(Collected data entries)
:::::

PR #2962, opened 2019-07-13
Send replay progress data from gapir to gapis.

stellama0208:
Send replay progress data from gapir to gapis using notification.

### DIFF
--- a/gapir/cc/interpreter.cpp
+++ b/gapir/cc/interpreter.cpp
@@ -70,8 +70,7 @@ Interpreter::Interpreter(core::CrashHandler& crash_handler,
       mInstructionCount(0),
       mCurrentInstruction(0),
       mNextThread(0),
-      mLabel(0),
-      mNumApiCallsMade(0) {
+      mLabel(0) {
   registerBuiltin(GLOBAL_INDEX, PRINT_STACK_FUNCTION_ID,
                   [](uint32_t, Stack* stack, bool) {
                     stack->printStack();
--- a/gapir/cc/interpreter.cpp
+++ b/gapir/cc/interpreter.cpp
@@ -32,8 +32,6 @@
 #include <utility>
 #include <vector>
 
-#define LOG_EVERY_N_API_CALLS 10000
-
 namespace gapir {
 
 namespace {
@@ -62,14 +60,12 @@ inline bool sum(Stack& stack, uint32_t count) {
 
 Interpreter::Interpreter(core::CrashHandler& crash_handler,
                          const MemoryManager* memory_manager,
-                         uint32_t stack_depth,
-                         ReplayService* srv)
+                         uint32_t stack_depth)
     :
 
       mCrashHandler(crash_handler),
       mMemoryManager(memory_manager),
       mStack(stack_depth, mMemoryManager),
-      mSrv(srv),
       mInstructions(nullptr),
       mInstructionCount(0),
       mCurrentInstruction(0),
@@ -85,6 +81,11 @@ Interpreter::Interpreter(core::CrashHandler& crash_handler,
 
 void Interpreter::setApiRequestCallback(ApiRequestCallback callback) {
   apiRequestCallback = std::move(callback);
+}
+
+void Interpreter::setCheckReplayStatusCallback(
+    CheckReplayStatusCallback callback) {
+  checkReplayStatusCallback = std::move(callback);
 }
 
 void Interpreter::registerBuiltin(uint8_t api, FunctionTable::Id id,
@@ -171,9 +172,7 @@ Interpreter::Result Interpreter::call(uint32_t opcode) {
   auto api = (opcode & API_INDEX_MASK) >> API_BIT_SHIFT;
   auto func = mBuiltins[api].lookup(id);
   auto label = getLabel();
-  if ((mNumApiCallsMade++ % LOG_EVERY_N_API_CALLS) == 0) {
-    mSrv->sendReplayStatus(label, mInstructionCount, mCurrentInstruction);
-  }
+  checkReplayStatusCallback(label, mInstructionCount, mCurrentInstruction);
   if (func == nullptr) {
     if (mRendererFunctions.count(api) > 0) {
       func = mRendererFunctions[api]->lookup(id);
--- a/gapir/cc/interpreter.cpp
+++ b/gapir/cc/interpreter.cpp
@@ -32,6 +32,8 @@
 #include <utility>
 #include <vector>
 
+#define LOG_EVERY_N_API_CALLS 10000
+
 namespace gapir {
 
 namespace {
@@ -60,17 +62,20 @@ inline bool sum(Stack& stack, uint32_t count) {
 
 Interpreter::Interpreter(core::CrashHandler& crash_handler,
                          const MemoryManager* memory_manager,
-                         uint32_t stack_depth)
+                         uint32_t stack_depth,
+                         ReplayService* srv)
     :
 
       mCrashHandler(crash_handler),
       mMemoryManager(memory_manager),
       mStack(stack_depth, mMemoryManager),
+      mSrv(srv),
       mInstructions(nullptr),
       mInstructionCount(0),
       mCurrentInstruction(0),
       mNextThread(0),
-      mLabel(0) {
+      mLabel(0),
+      mNumApiCallsMade(0) {
   registerBuiltin(GLOBAL_INDEX, PRINT_STACK_FUNCTION_ID,
                   [](uint32_t, Stack* stack, bool) {
                     stack->printStack();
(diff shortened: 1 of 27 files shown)


gapir/replay_service/service.proto
```diff
@@ -127,7 +134,8 @@ message Notification {
   uint64 id = 1;
   oneof val {
     ErrorMessage error_msg = 2;
-    Data data = 3;
+    ReplayStatus replay_status = 3;
```
AWoloszyn: I would prefer we add another ReplayResponse, instead of overloading Notification more. Having special values for the ID of notifications will get confusing and harder to maintain.

gapir/cc/interpreter.h
```diff
@@ -69,7 +70,8 @@ class Interpreter {
   // Creates a new interpreter with the specified memory manager (for resolving
   // memory addresses) and with the specified maximum stack size
   Interpreter(core::CrashHandler& crash_handler,
-              const MemoryManager* memory_manager, uint32_t stack_depth);
+              const MemoryManager* memory_manager, uint32_t stack_depth,
+              ReplayService* srv);
```
AWoloszyn: We should probably just have an std::function or similar here, instead of passing the entire ReplayService object down, just so we can get at one method. The rest of our methods are handled through what amounts to callbacks, so we should do something similar here, instead of coupling further.

gapir/cc/interpreter.cpp
```diff
@@ -166,6 +171,9 @@ Interpreter::Result Interpreter::call(uint32_t opcode) {
   auto api = (opcode & API_INDEX_MASK) >> API_BIT_SHIFT;
   auto func = mBuiltins[api].lookup(id);
   auto label = getLabel();
+  if ((mNumApiCallsMade++ % LOG_EVERY_N_API_CALLS) == 0) {
```
AWoloszyn: I would prefer if we sent the status every X% rather than N api calls. That would mean more reliable data coming out. Also that should PROBABLY be a function of the ReplayRequest rather than a hard-coded value.

gapis/replay/builder/builder.go
```diff
@@ -650,6 +655,20 @@ func (b *Builder) RegisterNotificationReader(notificationID uint64, reader Notif
...
+// RegisterReplayStatusReader create and register a NotificationReader, which is used to decode and handle
+// replay status information sent from GAPIR.
+func (b *Builder) RegisterReplayStatusReader(ctx context.Context) error {
+	reader := func(n gapir.Notification) {
+		r := n.GetReplayStatus()
+		label := r.GetLabel()
+		total_instrs := r.GetTotalInstrs()
+		finished_instrs := r.GetFinishedInstrs()
+
+		log.I(ctx, "Replay status: Label: %v; Total instructions: %v; Finished instructions: %v.", label, total_instrs, finished_instrs)
```
AWoloszyn: We probably don't want this in the log by default (Which is what log.I will do). For large traces this will fill the log rather quickly. It would be better to log.D(ctx, ...) which will only show up with debug logging enabled. Any client should be able to get the data from the status package if it cares.

gapir/replay_service/service.proto
stellama0208: I see, make sense! Will try to refactor the code to address this problem.

gapir/cc/interpreter.h
stellama0208: Thanks! This is a much better code pattern! Have made another commit to address this problem.

gapir/replay_service/service.proto
stellama0208: Hey Andrew, as I really put my hands on this work, trying to make it a separate ReplayResponse, I found I may include some more code complexity in this way. Some of the observations and thoughts are given below. Would you mind help me see whether these make sense and shall I keep the structure this way?

1.There's already many handlers to deal with in our builder. 
I will have to create another handler and return it in builder.Build(), which will make our code heavy and complex.
2.The definition of Notification: "sending data from GAPIR to GAPIS" match my needs here exactly. 
It simply handle data transfer and I don't see ways to make it more concise. I feel I will write a new set of exactly the same code if I really do it.
3.The notification framework is written very well but not used much.
Currently the customized sendNotificationData() is not called in our codebase (from my observation), the only notification method in use is sendErrorMsg(). I feel it is a waste not putting it into use and generate another logic line.

AWoloszyn: So the notification is meant to be free-form data. Basically a bunch of Bytes. (Similar to how Post works) we extended it to work with error messages, I am just worried about adding more types of structured data to it.

That being said we could update it with a slightly different notification setup. I just dont like the idea of overloading ID with more special values. WE could move ID into the "Data" message, and leave the other notifications out. That would be fine with me.

AWoloszyn: For example:

```
// Data is a message contains data that a GAPIR device collected during the
// replay.
message Data {
  uint64 id = 1;
  uint64 label = 2;
  bytes data = 3;
}

// Notification is a message that GAPIR device wants to send to GAPIS. This
// message can be used to send back data such as error message or other data to
// GAPIS.
message Notification {
  oneof val {
    ErrorMessage error_msg = 1;
    ReplayStatus replay_status = 2;
    Data data = 3;
  }
}
```

That way we can switch on `val.(type)` rather than an arbitrary ID that means a special thing.

RenfengLiu: The original modification to add an `ID` to `Notification` is to map the `ID` to the `notificaitonReader`, if we switch on type, then we need to find a  way to map the notification with its reader.

stellama0208: I see... So if we move the ID into Data, and switch on val.(type):
The way we carry Notification Readers in Builder might transfer to 
`	notificationReaderReplayStatus NotificationReader
	notificationReaderErrorMessage NotificationReader
	notificationReadersData map[uint64]NotificationReader`
to still be able to pinpoint the reader without an ID.

It can transfer the complexity from constants to builder structure.
May I ask which practice will benefit more in the future?
And how do we plan to use the customized Notification.Data? (If we don't use it we can directly get away with the map)

stellama0208: Sounds reasonable. And maybe we can generate a new struct NotificationReaders to wrap around all the readers to organize things better. 

If Robin also agrees with it, I can do this according to our discussion. ^_^

gapis/server/server.go
```diff
@@ -599,11 +600,22 @@ func (l *statusListener) OnMemorySnapshot(ctx context.Context, stats runtime.Mem
 	})
 }
 
-func (s *server) Status(ctx context.Context, snapshotInterval, statusInterval time.Duration, f func(*service.TaskUpdate), m func(*service.MemoryStatus)) error {
+func (l *statusListener) OnReplayStatusUpdate(ctx context.Context, label uint64, total_instrs uint32, finished_instrs uint32) {
+	l.progressMutex.Lock()
```
stellama0208: Can I delete these two lines to send replay status update without mutex lock on? Want to avoid lock for efficiency, will do the progress non-decreasing check at client side.

ben-clayton: I would say yes - it looks like the mutex is only there to guard `lastProgressUpdate` and `progressUpdateFreq`.
There's a whole bunch of locking and unlocking in other functions that looks redundant and could be removed.
I'd suggest commenting the fields that they belong to the mutex, so this is less confusing in the future:

```go
	lastProgressUpdate map[*status.Task]time.Time // guarded by progressMutex
	progressUpdateFreq time.Duration // guarded by progressMutex
	progressMutex      sync.Mutex
```

stellama0208: Thank you Ben for answering! It's of great help! Will add the comments.

AWoloszyn:
My only question is: what would happen if we have 2 different devices replaying at the same time?

stellama0208:
> My only question is: what would happen if we have 2 different devices replaying at the same time?

Yeah it's worth paying attention to. The short answer would be: the updates will get mixed.

For the current implementation, things all start from Interpreter::call. When it's time to report, a message will be sent all the way to gapic. The message only contains progress info, but no device identifying info. So the UI will update the things undifferentiatedly. If two threads execute Interpreter::call at the same time, I think things will get messy. 

The current implementation is based on the assumption that only one replay at a time. I also thought it was the case for GAPID. So do we support parallel replay now? And how can I enable it and test it out? If so I plan to see how to add device identifying info to address this problem.

AWoloszyn:
So we absolutely can have 2 different devices playing at the same time. This currently is not the default, but we should probably consider how to handle this.

You can do this right now by starting gapis manually.

`./bazel-bin/pkg/gapis -enable-local-files -persist -rpc localhost:40000`
Then you can open 2 clients and connect to the same gapis
`./bazel-bin/pkg/gapid --gapis localhost:40000`

These can both schedule things ont othe same device, or separate devices. It would probably make sense to add append the path.Device to the status message. That way the UI Can choose the correct device for its own session.

We can do this by making the replay status have a path.Device, and we can pass that down into the builder. When the builder fills the message it can add the path.Device there.

stellama0208:
> So we absolutely can have 2 different devices playing at the same time. This currently is not the default, but we should probably consider how to handle this.
> 
> You can do this right now by starting gapis manually.
> 
> `./bazel-bin/pkg/gapis -enable-local-files -persist -rpc localhost:40000`
> Then you can open 2 clients and connect to the same gapis
> `./bazel-bin/pkg/gapid --gapis localhost:40000`
> 
> These can both schedule things ont othe same device, or separate devices. It would probably make sense to add append the path.Device to the status message. That way the UI Can choose the correct device for its own session.
> 
> We can do this by making the replay status have a path.Device, and we can pass that down into the builder. When the builder fills the message it can add the path.Device there.

Thanks Andrew for pointing this out! Just tested, things will indeed being updated across both of the clients. Will start solving things in this way.

And during the testing, I found the memory usage updates and server task updates are also shared across clients. Are these expected behavior? (I guess maybe the memory status should be shared but server task updates should be separate?) Anyway, I will do the solution for replay status update first, if things work out fine, I can also apply similar strategy for other updates if needed!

:::::

Pull out every line of the records above that contains the word "sense".

* **RESULT BELOW**
stellama0208: I see, make sense! Will try to refactor the code to address this problem.
stellama0208: Hey Andrew, as I really put my hands on this work, trying to make it a separate ReplayResponse, I found I may include some more code complexity in this way. Some of the observations and thoughts are given below. Would you mind help me see whether these make sense and shall I keep the structure this way?
These can both schedule things ont othe same device, or separate devices. It would probably make sense to add append the path.Device to the status message. That way the UI Can choose the correct device for its own session.
> These can both schedule things ont othe same device, or separate devices. It would probably make sense to add append the path.Device to the status message. That way the UI Can choose the correct device for its own session.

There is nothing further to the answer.